* _GOAL OF THE EXERCISE_: Quote every line from the top of the listing down to and including the line that contains "You can test".

#### RECORD EXTRACTS

PR #3682, opened 2021-12-23
Added masking for environment variables containing credentials in diagnostic logs

AndreyIvanov42:
Sensitive data (passwords, usernames) that user can set through environment variables and used by self-hosted agents need to be masked before they will be uploaded on Azure DevOps servers.
By default, all environment variables are scanned as agent capabilities except specified in the [ignoring list](https://github.com/microsoft/azure-pipelines-agent/blob/master/src/Microsoft.VisualStudio.Services.Agent/Capabilities/EnvironmentCapabilitiesProvider.cs#L21). If users want to ignore some additional variable - they could specify it in VSO_AGENT_IGNORE environment variable as described in [docs](https://docs.microsoft.com/en-us/azure/devops/pipelines/agents/agents?view=azure-devops&tabs=browser#capabilities).

You can test this PR by setting environment variables `VSTS_HTTP_PROXY_USERNAME` and `VSTS_HTTP_PROXY_PASSWORD`.

The value of the environment variable must be masked in both agent and worker logs. Start and check the content of the logs by running the pipeline in [diagnostic mode](https://docs.microsoft.com/en-us/azure/devops/pipelines/troubleshooting/review-logs?view=azure-devops#configure-verbose-logs) 
```
[2021-12-27 06:58:27Z INFO EnvironmentCapabilitiesProvider] Adding 'VSTS_HTTP_PROXY_PASSWORD': '***'
[2021-12-27 06:58:27Z INFO EnvironmentCapabilitiesProvider] Adding 'VSTS_HTTP_PROXY_USERNAME': '***'
```
```
[2021-12-27 06:24:53Z VERB JobServerQueue] Enqueue web console line queue:    Knob: ProxyPassword = *** Source: ${VSTS_HTTP_PROXY_PASSWORD} 
[2021-12-27 06:24:53Z VERB JobServerQueue] Enqueue web console line queue:    Knob: ProxyUsername = *** Source: ${VSTS_HTTP_PROXY_USERNAME}
```

Tested locally

### DIFF
--- a/src/Agent.Sdk/Knob/CompositeKnobSource.cs
+++ b/src/Agent.Sdk/Knob/CompositeKnobSource.cs
@@ -39,14 +39,18 @@ namespace Agent.Sdk.Knob
             return string.Join(", ", strings);
         }
 
-        public bool hasEnvironmentSourceWithName(string name)
+        /// <summary>
+        /// Returns true if object has source with type EnvironmentKnobSource and provided name
+        /// </summary>
+        /// <param name="name">Name to check</param>
+        /// <returns>Returns true if source exists with this type and name</returns>
+        public bool hasSourceWithTypeEnvironmentByName(string name)
         {
             foreach (var source in _sources)
             {
-                var isEnvironmentSource = source is EnvironmentKnobSource;
-                if (isEnvironmentSource)
+                if (source is EnvironmentKnobSource)
                 {
-                    var envName = (source as IEnvironmentKnobSource).GetOriginalName();
+                    var envName = (source as IEnvironmentKnobSource).GetEnvironmentVariableName();
                     if (String.Equals(envName, name, StringComparison.OrdinalIgnoreCase))
                     {
                         return true;
--- a/src/Agent.Sdk/Knob/CompositeKnobSource.cs
+++ b/src/Agent.Sdk/Knob/CompositeKnobSource.cs
@@ -1,12 +1,13 @@
 // Copyright (c) Microsoft Corporation.
 // Licensed under the MIT License.
 
+using System;
 using System.Collections.Generic;
 
 namespace Agent.Sdk.Knob
 {
 
-    public class CompositeKnobSource : IKnobSource
+    public class CompositeKnobSource : ICompositeKnobSource
     {
         private IKnobSource[] _sources;
 
@@ -27,6 +28,7 @@ namespace Agent.Sdk.Knob
             }
             return null;
         }
+
         public string GetDisplayString()
         {
             var strings = new List<string>();
@@ -35,6 +37,24 @@ namespace Agent.Sdk.Knob
                 strings.Add(source.GetDisplayString());
             }
             return string.Join(", ", strings);
+        }
+
+        public bool hasEnvironmentSourceWithName(string name)
+        {
+            foreach (var source in _sources)
+            {
+                var isEnvironmentSource = source is EnvironmentKnobSource;
+                if (isEnvironmentSource)
+                {
+                    var envName = (source as IEnvironmentKnobSource).GetOriginalName();
+                    if (String.Equals(envName, name, StringComparison.OrdinalIgnoreCase))
+                    {
+                        return true;
+                    }
+                }
+            }
+
+            return false;
         }
     }
 
--- a/src/Agent.Sdk/Knob/CompositeKnobSource.cs
+++ b/src/Agent.Sdk/Knob/CompositeKnobSource.cs
@@ -44,7 +44,7 @@ namespace Agent.Sdk.Knob
         /// </summary>
         /// <param name="name">Name to check</param>
         /// <returns>Returns true if source exists with this type and name</returns>
-        public bool hasSourceWithTypeEnvironmentByName(string name)
+        public bool HasSourceWithTypeEnvironmentByName(string name)
         {
             foreach (var source in _sources)
             {
--- a/src/Agent.Sdk/Knob/ICompositeKnobSource.cs
+++ b/src/Agent.Sdk/Knob/ICompositeKnobSource.cs
@@ -5,6 +5,6 @@ namespace Agent.Sdk.Knob
 {
     public interface ICompositeKnobSource : IKnobSource
     {
-        bool hasEnvironmentSourceWithName(string name);
+        bool hasSourceWithTypeEnvironmentByName(string name);
     }
 }
--- a/src/Agent.Sdk/Knob/ICompositeKnobSource.cs
+++ b/src/Agent.Sdk/Knob/ICompositeKnobSource.cs
@@ -5,6 +5,6 @@ namespace Agent.Sdk.Knob
 {
     public interface ICompositeKnobSource : IKnobSource
     {
-        bool hasSourceWithTypeEnvironmentByName(string name);
+        bool HasSourceWithTypeEnvironmentByName(string name);
     }
 }
--- a/src/Agent.Sdk/Knob/ICompositeKnobSource.cs
+++ b/src/Agent.Sdk/Knob/ICompositeKnobSource.cs
@@ -1,0 +1,10 @@
+// Copyright (c) Microsoft Corporation.
+// Licensed under the MIT License.
+
+namespace Agent.Sdk.Knob
+{
+    public interface ICompositeKnobSource : IKnobSource
+    {
+        bool hasEnvironmentSourceWithName(string name);
+    }
+}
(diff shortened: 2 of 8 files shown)


anatolybolshakov:
@AndreyIvanov42 please add notes about testing already done.

src/Agent.Sdk/Knob/Knob.cs
```diff
@@ -24,14 +24,25 @@ public ExperimentalKnob(string name, string description, params IKnobSource[] so
         }
     }
 
+    public class SecretKnob : Knob
+    {
+        public override bool isSecret => true;
+
+         public SecretKnob(string name, string description, params IKnobSource[] sources) : base(name, description, sources)
```
anatolybolshakov, line 31: Please fix intents

src/Agent.Sdk/Knob/Knob.cs
```diff
@@ -24,14 +24,25 @@ public ExperimentalKnob(string name, string description, params IKnobSource[] so
         }
     }
 
+    public class SecretKnob : Knob
+    {
+        public override bool isSecret => true;
```
anatolybolshakov, line 29: Why do we need the flag if there is a SecretKnob type already? Can we use condition like 'object is SecretKnob' to determine it?

src/Agent.Sdk/Knob/IEnvironmentKnobSource.cs
```diff
@@ -0,0 +1,10 @@
+// Copyright (c) Microsoft Corporation.
+// Licensed under the MIT License.
+
+namespace Agent.Sdk.Knob
+{
+    public interface IEnvironmentKnobSource : IKnobSource
+    {
+        string GetOriginalName();
```
anatolybolshakov, line 8: GetOriginalName->GetEnvironmentVariableName?

src/Microsoft.VisualStudio.Services.Agent/Capabilities/EnvironmentCapabilitiesProvider.cs
```diff
@@ -84,11 +87,29 @@ public Task<List<Capability>> GetCapabilitiesAsync(AgentSettings settings, Cance
...
+                    HostContext.SecretMasker.MaskSecrets(value);
+                }
                 Trace.Info($"Adding '{name}': '{value}'");
                 capabilities.Add(new Capability(name, value));
             }
 
             return Task.FromResult(capabilities);
         }
+
+        private bool isKeySecretEnvironmentVariable(string name, IEnumerable<Knob> secretKnobs)
```
anatolybolshakov, line 102: Please add /// comments for new methods

src/Agent.Sdk/Knob/CompositeKnobSource.cs
```diff
@@ -36,6 +38,24 @@ public string GetDisplayString()
             }
             return string.Join(", ", strings);
         }
+
+        public bool hasEnvironmentSourceWithName(string name)
+        {
+            foreach (var source in _sources)
+            {
+                var isEnvironmentSource = source is EnvironmentKnobSource;
+                if (isEnvironmentSource)
```
anatolybolshakov, line 47: Would inline condition 'source is EnvironmentKnobSource' be shorter here?

src/Agent.Worker/JobExtension.cs
```diff
@@ -141,7 +141,13 @@ public async Task<List<IStep>> InitializeJob(IExecutionContext jobContext, Pipel
                             {
                                 tag = "(EXPERIMENTAL)";
                             }
-                            var outputLine = $"   Knob: {knob.Name} = {value.AsString()} Source: {value.Source.GetDisplayString()} {tag}";
+                            var stringValue = value.AsString();
+                            if (knob.isSecret)
+                            {
+                                HostContext.SecretMasker.AddValue(stringValue);
+                                HostContext.SecretMasker.MaskSecrets(stringValue);
```
anatolybolshakov, line 148: Why do we need to call MaskSecrets here?

src/Microsoft.VisualStudio.Services.Agent/Capabilities/EnvironmentCapabilitiesProvider.cs
anatolybolshakov, line 102: Could you please name it more specifically? This method only checks if variable is related to one of the secret knobs, although it does not determine if variable is secret generally

src/Microsoft.VisualStudio.Services.Agent/Capabilities/EnvironmentCapabilitiesProvider.cs
```diff
@@ -84,11 +87,29 @@ public Task<List<Capability>> GetCapabilitiesAsync(AgentSettings settings, Cance
                     continue;
                 }
 
+                if (isKeySecretEnvironmentVariable(name, secretKnobs))
+                {
+                    HostContext.SecretMasker.AddValue(value);
+                    HostContext.SecretMasker.MaskSecrets(value);
```
anatolybolshakov, line 93: Why do we need to call MaskSecrets here?

src/Agent.Sdk/Knob/ICompositeKnobSource.cs
```diff
@@ -0,0 +1,10 @@
+// Copyright (c) Microsoft Corporation.
+// Licensed under the MIT License.
+
+namespace Agent.Sdk.Knob
+{
+    public interface ICompositeKnobSource : IKnobSource
+    {
+        bool hasEnvironmentSourceWithName(string name);
```
anatolybolshakov, line 8: Name sounds little bit generic here (name of source - runtime/environment variable/build-in) or name of relevant variable (runtime/environment)?

src/Agent.Sdk/Knob/ICompositeKnobSource.cs
```diff
@@ -0,0 +1,10 @@
+// Copyright (c) Microsoft Corporation.
+// Licensed under the MIT License.
+
+namespace Agent.Sdk.Knob
+{
+    public interface ICompositeKnobSource : IKnobSource
```
anatolybolshakov, line 6: Why do we need separate interface here? Could it make sense to place hasEnvironmentSourceWithName method in IKnobSource instead?

AndreyIvanov42: I think this method is specific only for `CompositeKnobSource` class. Therefore we must have a separate interface. `BuiltInDefaultKnobSource` implements the `IKnobSource` interface, which, as it seems to me, cannot have such a method.

anatolybolshakov (approved):
LGTM, thanks!

DaniilShmelev (approved):
LGTM!
Tested this manually. `VSTS_HTTP_PROXY_PASSWORD` and `VSTS_HTTP_PROXY_USERNAME` env variables are masked as expected.

src/Agent.Sdk/Knob/Knob.cs
```diff
@@ -24,10 +24,17 @@ public ExperimentalKnob(string name, string description, params IKnobSource[] so
         }
     }
 
+    public class SecretKnob : Knob
```
max-zaytsev, line 27: I don't think we need a derived class for this. Can we just add `isSecret` property to the existing Knob class? :thinking:  @alexander-smolyakov could you please take a look?

AndreyIvanov42: We have Deprecated and Experimantal subclass for similar goals. Why can't we use subclass in this case?

DaniilShmelev: I think a class property is generally better than inheriting a class.
Yes, we already have `DeprecatedKnob` and `ExperimentalKnob` that work by inheritance, but this will get harder to maintain if we want to add more types of knobs. E.g. an experimental knob can be a secret one at the same time.
So it would be better to add a class property here.

AndreyIvanov42: ```SecretAndExperimental``` subclass would be in this case

alexander-smolyakov: > I don't think we need a derived class for this. Can we just add isSecret property to the existing Knob class? 🤔 @alexander-smolyakov could you please take a look?

sure, let me take a look.

alexander-smolyakov: Considering the fact that we are not planning to mark every Knob as the secret, I think the current implementation is good enough.

alexander-smolyakov (approved):
LGTM, thanks!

########

* _TASK ANSWER_:
PR #3682, opened 2021-12-23
Added masking for environment variables containing credentials in diagnostic logs

AndreyIvanov42:
Sensitive data (passwords, usernames) that user can set through environment variables and used by self-hosted agents need to be masked before they will be uploaded on Azure DevOps servers.
By default, all environment variables are scanned as agent capabilities except specified in the [ignoring list](https://github.com/microsoft/azure-pipelines-agent/blob/master/src/Microsoft.VisualStudio.Services.Agent/Capabilities/EnvironmentCapabilitiesProvider.cs#L21). If users want to ignore some additional variable - they could specify it in VSO_AGENT_IGNORE environment variable as described in [docs](https://docs.microsoft.com/en-us/azure/devops/pipelines/agents/agents?view=azure-devops&tabs=browser#capabilities).

You can test this PR by setting environment variables `VSTS_HTTP_PROXY_USERNAME` and `VSTS_HTTP_PROXY_PASSWORD`.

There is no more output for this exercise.